Instructions to follow = Wherever "important" appears in a line of the listing, that line should be returned.

Records =
PR #701, opened 2024-11-04
pangram: Sync tests

tasxatzial:
Also

* Updated the pangram.clj starter file with a proper function template
* Explicitly test with `true?` as well, as `true` is the other value expected to be returned by `pangram?`


ErikSchierboom (approved):

PR #705, opened 2024-11-09
isogram: Sync tests

tasxatzial:
Also

* Updated the isogram.clj starter file with a proper function template
* Split into one deftest per test
* Explicitly check with `true?` and `false?` as `true` and `false` are the exact values expected to be returned by `isogram?`
* Written a new example solution that passes the tests. It is expected that some of the community solutions will be invalided.


tasxatzial:
I'm not updating this; instead, I will close it if the isogram tests, which are currently auto-generated in the test generator PR, are updated in a new PR.

ErikSchierboom (approved):

PR #706, opened 2024-11-09
isbn-verifier: Sync tests

tasxatzial:
Also

* Updated the isbn_verifier.clj starter file with a proper function template
* Written a new example solution that passes the tests. It is expected that some of the community solutions will be invalided.
* Switch to idiomatic checking `(= true x)` -> `(true? x)`


ErikSchierboom (approved):

PR #710, opened 2024-11-24
list-ops: Update instructions append

tasxatzial:
* Standardize the first paragraph in the append file
* Update the wording in both goals

### DIFF
--- a/exercises/practice/list-ops/.docs/instructions.append.md
+++ b/exercises/practice/list-ops/.docs/instructions.append.md
@@ -8,7 +8,7 @@ This appendix provides additional clarification or modifies the instructions as 
 ~~~~
 
 For this exercise in the Clojure track, **assume both the input and output are vectors**, as indicated by the tests.
-As a stretch goal, consider how you could implement the solution without using lists anywhere in your code.
+As a stretch goal, consider how to implement an approach that does not use lists for intermediate steps.
 
 It is important not to reuse existing Clojure built-in functions with similar functionality, as doing so would diminish the intended learning value of the exercise.
 Key functions from the `clojure.core` namespace to avoid include `into`, `concat`, `cat`, `lazy-cat`, `mapcat`, `flatten`, `filter`, `filterv`, `remove`, `count`, `map`, `mapv`, `reduce`, `transduce`, `reverse`, and `rseq`.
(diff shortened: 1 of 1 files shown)


exercises/practice/list-ops/.docs/instructions.append.md
```diff
@@ -1,19 +1,27 @@
...
+
+It is important not to reuse existing Clojure built-in functions with similar functionality, as doing so would diminish the intended learning value of the exercise.
+Key functions from the **clojure.core** namespace to avoid include `into`, `concat`, `cat`, `lazy-cat`, `mapcat`, `flatten`, `filter`, `filterv`, `remove`, `count`, `map`, `mapv`, `reduce`, `transduce`, `reverse`, and `rseq`.
+
+### Optional goals
+
+Try to pass the tests by devising a solution that assumes:
+
+- both the input and output are lists instead of vectors
+- the test suite isn't modified
```
kotp, line 20: The test suite is not modified is a standard of Exercism.  Should we need to mention that here?

tasxatzial: I'm afraid I don't have any other option. The tests are already using vectors as input, and in the first bullet, I ask to assume that they are using lists. Without the second bullet, some folks might be confused, while others might believe that the only way the first assumption can be true is by downloading the exercise and manually changing the tests to use lists, which is definitely not intended. Both bullets are necessary to clarify what I’m explaining in line 22:

These assumptions directly influence the types of the functions that can be used.

This is an optional and slightly more challenging goal. I'm explicitly mentioning more than I usually would to make it a bit clearer how they should approach it without going off on tangents. Still, it assumes a certain level of maturity from the reader, and it's meant only for those who want extra practice.

In any case, the reason I marked this as a draft is to let it sit here while I think about whether I can find an alternative way to phrase the optional goal, or even remove it altogether.

kotp: We could state: `as usual, the tests are not meant to be modified`, since it is a confirmation that this is not different than other exercises, in this regard.

Otherwise, if I saw this fairly soon after coming to Exrecism, it would likely encourage me to change other exercise test files, which is also not intended.

tasxatzial: Sounds reasonable. I'll see how I can rephrase the assumptions. Thanks!

ErikSchierboom (approved):

PR #712, opened 2024-12-01
armstrong-numbers: Include excluded tests

tasxatzial:
Added the final two tests involving big integers. Without these tests, some solutions improperly relied on Java interop for exponentiation, which is incorrect since Java's exponentiation functions return floating-point numbers instead of integers, as required here. Additionally, without these tests, incorrect solutions using Java interop could pass all tests. This PR addresses both issues.

Also

* Updated the armstrong_numbers.clj starter file with a proper function template
* Explicitly check with `true?` and `false?` as `true` and `false` are the exact values expected to be returned by `armstrong?`
* Updated example solution to pass the new tests

### DIFF
--- a/exercises/practice/armstrong-numbers/.meta/config.json
+++ b/exercises/practice/armstrong-numbers/.meta/config.json
@@ -7,7 +7,8 @@
     "imtayadeway",
     "mawis",
     "mtkp",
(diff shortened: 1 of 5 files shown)


ErikSchierboom (approved):
Nice!

PR #716, opened 2025-01-05
Add script to scaffold new practice exercises

ErikSchierboom:


bin/add-practice-exercise
```diff
@@ -0,0 +1,90 @@
...
+sed -i "s/acronym/${slug}/g" "${exercise_dir}/project.edn"
+
+cat << NEXT_STEPS
+
+Your next steps are:
+- Create the test suite in $(jq -r '.test' <<< "${files}")
+  - The tests should be based on the canonical data at 'https://github.com/exercism/problem-specifications/blob/main/exercises/${slug}/canonical-data.json'
+  - Any test cases you don't implement, mark them in 'exercises/practice/${slug}/.meta/tests.toml' with "include = false"
+- Create the example solution in $(jq -r '.example' <<< "${files}")
+- Verify the example solution passes the tests by running 'bin/verify-exercises ${slug}'
```
tasxatzial, line 86: This refers to a bin/verify-exercises script that appears to be missing?

ErikSchierboom: Ah. I'll update! Well spotted

ErikSchierboom: See https://github.com/exercism/clojure/pull/717

ErikSchierboom:
I've also updated the PR to write the namespaces to the solution, example and test files.

tasxatzial:
So is the scaffolding supposed to run only on linux? I tried it on windows with 'git bash' and it works fine. Only verifying the exercise seems to fail.

ErikSchierboom:
> So is the scaffolding supposed to run only on linux? I tried it on windows with 'git bash' and it works fine. Only verifying the exercise seems to fail.

For Windows, I would recommend running it on WSL. Most tracks are maintained by users that are on Linux, or else have access to WSL.

tasxatzial:
Thanks, i'll give WSL a go. This will take some time given it's the first time i have to look at anything but exercises. So I'd like to do this properly, but if you are in a hurry, please go ahead and merge.

tasxatzial (approved):

PR #719, opened 2025-01-05
Refactor test.clj

ErikSchierboom:


tasxatzial (approved):
This appears to be a simple refactoring. No change in functionality. Correct?

PR #728, opened 2025-01-09
Add test generator

ErikSchierboom:
@tasxatzial This is a very basic test generator prototype. The way it works is that you create a `generator.template` file in the exercise's `.meta` directory and then run `bin/generate-tests <slug>`. This then:

1. Fetches the `problem-specifications` repo locally (or pulls the latest when it is already there)
2. Parses the exercise's `canonical-data.json` file to find the test cases
3. Parses the exercise's `tests.toml` file to exclude test cases that are set to `include = false` in the `tests.toml` file (this happens automatically for reimplemented test cases)
4. Renders the `generator.template` file using the fetched test cases

The generator itself is located in the `generators` directory and uses a `deps.edn` file to manage its dependency.
The generator doesn't yet support any pre-processing of canonical data, but I imagined that to be done via an optional `generator.clj` file in the `.meta` directory.


exercises/practice/collatz-conjecture/.meta/tests.clj
ErikSchierboom, line 1: This is auto-generated

ErikSchierboom:
I'll review the actual templates from the PR before we'll merge, as they should be added in separate PRs

exercises/practice/roman-numerals/test/roman_numerals_test.clj
```diff
@@ -1,57 +1,112 @@
 (ns roman-numerals-test
-  (:require [clojure.test :refer [deftest is]]
-            roman-numerals))
+  (:require [clojure.test :refer [deftest testing is]]
+             roman-numerals))
 
-(deftest one
-  (is (= "I" (roman-numerals/numerals 1))))
+(deftest roman-numerals_test_1
```
ErikSchierboom, line 5: If the tested function has dashes in it (like `roman-numerals`), do we want to keep that in the function name or would you rather replace it with underscores?

ErikSchierboom:
I'll check to see if there is a nice handlebars library, as I think we'll be needing conditionals

exercises/practice/roman-numerals/test/roman_numerals_test.clj
tasxatzial: I don't have any strong preference. We can keep them to indicate more clearly the tested function, and use underscores for the _test_1 part. Or, we can use dashes everywhere so that we follow the language conventions. Or, we can use all underscores. Do you have any preference or suggestion?

ErikSchierboom: I don't. I'm happy to go with what you prefer

ErikSchierboom:
I'm switching to hbs for handlebars compatible templates which are nicer to work with and extensible. I'll do some work on more involved exercises

exercises/practice/roman-numerals/test/roman_numerals_test.clj
tasxatzial: Let's go with your suggestion then. Dashes for the function name, underscores for the _test_1 part.

tasxatzial: I'll also fix the names in my open PRs. Should be trivial to update them all. Will notify when they are done.

tasxatzial:
> I'll review the actual templates from the PR before we'll merge, as they should be added in separate PRs

If you also post the isogram tests in a new PR, i'll close https://github.com/exercism/clojure/pull/705

generators/src/templates.clj
```diff
@@ -0,0 +1,42 @@
...
+
+(defn- transform [slug test-cases]
+  (let [transform-file (paths/generator-clojure-file slug)]
+    (if (.exists transform-file)
+      (let [generator-ns (symbol (str slug "-generator"))]
+        (load-file (str transform-file))
+        (if-let [transform-fn (ns-resolve generator-ns (symbol "transform"))]
+          (transform-fn test-cases)
+          test-cases))
+      test-cases)))
```
ErikSchierboom, line 30: This now allows for a `generator.clj` file next to the `generator.template` file that can be used to customize the data before it is passed to the template.

ErikSchierboom:
I've happy with what I have now, and it should be enough for a lot of exerciss.

ErikSchierboom:
Open question before we'll merge PRs regarding the template: do we want `generator.template` or `generator.tpl` files?

exercises/practice/roman-numerals/test/roman_numerals_test.clj
tasxatzial: @ErikSchierboom All my open PRs are finished, but we both have PRs for pangram and difference-of-squares. Take a look at the pangram PR to see how the tests should be written in that case. We should be explicitly checking for true or false return values. The reason for it is because without explicit checks, someone can pass the tests without actually returning true or false. And given the function ends in ?, we are expecting only true and false to be returned.

ErikSchierboom: I'll go through your PRs later and approve them. Once they're merged I'll update my PRs to just add the template.

ErikSchierboom: And I agree with `true?` and `false?`

ErikSchierboom:
I think I'll go with `.tpl`

generators/src/templates.clj
```diff
@@ -0,0 +1,42 @@
...
+  (:require [hbs.core :as hbs]
+            [clojure.string :as str]
+            [log]
+            [paths]))
+
+(def exercises-with-template
+  (->> paths/exercises-dir
+       (file-seq)
+       (filter #(.isFile %))
+       (filter #(= "generator.template" (.getName %)))
```
tasxatzial, line 11:
```suggestion
       (filter #(= "generator.tpl" (.getName %)))
```

ErikSchierboom:
@tasxatzial should be good now!

ErikSchierboom:
@tasxatzial should be good now!

generators/src/templates.clj
ErikSchierboom: Forgot to push this change 🤦

ErikSchierboom:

Result =
 It is important not to reuse existing Clojure built-in functions with similar functionality, as doing so would diminish the intended learning value of the exercise.
+It is important not to reuse existing Clojure built-in functions with similar functionality, as doing so would diminish the intended learning value of the exercise.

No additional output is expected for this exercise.